Exercise description: Given the entries that follow, write out exactly the lines starting at the one containing "I've created a" and ending at the one containing "this.validateTitle = function()", both ends included, and only those.

[Stored data entries]
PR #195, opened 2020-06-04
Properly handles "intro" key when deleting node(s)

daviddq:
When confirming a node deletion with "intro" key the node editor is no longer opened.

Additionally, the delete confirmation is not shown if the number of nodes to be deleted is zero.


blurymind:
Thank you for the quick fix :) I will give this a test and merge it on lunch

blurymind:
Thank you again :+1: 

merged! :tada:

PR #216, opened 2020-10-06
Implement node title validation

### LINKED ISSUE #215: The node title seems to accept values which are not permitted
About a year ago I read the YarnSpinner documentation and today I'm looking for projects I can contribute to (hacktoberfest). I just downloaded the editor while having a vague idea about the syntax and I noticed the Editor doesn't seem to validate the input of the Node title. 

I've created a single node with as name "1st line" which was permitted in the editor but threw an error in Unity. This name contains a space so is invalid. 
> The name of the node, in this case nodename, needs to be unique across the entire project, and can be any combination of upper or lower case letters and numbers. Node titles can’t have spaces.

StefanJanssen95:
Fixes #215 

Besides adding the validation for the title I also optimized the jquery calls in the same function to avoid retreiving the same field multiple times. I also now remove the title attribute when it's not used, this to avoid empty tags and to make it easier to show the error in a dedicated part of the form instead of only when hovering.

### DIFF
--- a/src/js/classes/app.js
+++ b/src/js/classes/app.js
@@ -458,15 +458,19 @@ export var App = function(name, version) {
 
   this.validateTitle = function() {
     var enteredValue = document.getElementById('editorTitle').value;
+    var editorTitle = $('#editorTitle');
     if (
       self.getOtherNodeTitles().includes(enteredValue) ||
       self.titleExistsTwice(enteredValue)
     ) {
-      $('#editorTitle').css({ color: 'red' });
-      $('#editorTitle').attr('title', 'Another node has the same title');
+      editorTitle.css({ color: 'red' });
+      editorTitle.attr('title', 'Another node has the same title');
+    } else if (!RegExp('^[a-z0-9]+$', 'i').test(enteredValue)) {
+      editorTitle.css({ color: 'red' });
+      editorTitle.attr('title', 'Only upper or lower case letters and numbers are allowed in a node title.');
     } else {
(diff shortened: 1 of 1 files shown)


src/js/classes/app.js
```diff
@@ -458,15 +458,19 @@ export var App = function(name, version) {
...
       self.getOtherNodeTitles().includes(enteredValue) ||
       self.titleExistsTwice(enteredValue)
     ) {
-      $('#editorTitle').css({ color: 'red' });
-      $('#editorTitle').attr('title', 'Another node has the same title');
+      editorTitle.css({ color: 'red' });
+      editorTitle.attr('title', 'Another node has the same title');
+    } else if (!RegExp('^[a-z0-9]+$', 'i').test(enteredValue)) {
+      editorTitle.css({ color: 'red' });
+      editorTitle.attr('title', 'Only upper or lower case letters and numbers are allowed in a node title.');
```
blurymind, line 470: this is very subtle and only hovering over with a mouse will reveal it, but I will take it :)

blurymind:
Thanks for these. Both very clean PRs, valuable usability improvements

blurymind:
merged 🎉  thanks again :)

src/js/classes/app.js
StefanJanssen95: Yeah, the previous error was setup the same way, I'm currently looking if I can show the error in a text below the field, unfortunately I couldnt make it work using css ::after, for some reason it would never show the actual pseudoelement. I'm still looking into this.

Task result:
I've created a single node with as name "1st line" which was permitted in the editor but threw an error in Unity. This name contains a space so is invalid. 
> The name of the node, in this case nodename, needs to be unique across the entire project, and can be any combination of upper or lower case letters and numbers. Node titles can’t have spaces.

StefanJanssen95:
Fixes #215 

Besides adding the validation for the title I also optimized the jquery calls in the same function to avoid retreiving the same field multiple times. I also now remove the title attribute when it's not used, this to avoid empty tags and to make it easier to show the error in a dedicated part of the form instead of only when hovering.

### DIFF
--- a/src/js/classes/app.js
+++ b/src/js/classes/app.js
@@ -458,15 +458,19 @@ export var App = function(name, version) {
 
   this.validateTitle = function() {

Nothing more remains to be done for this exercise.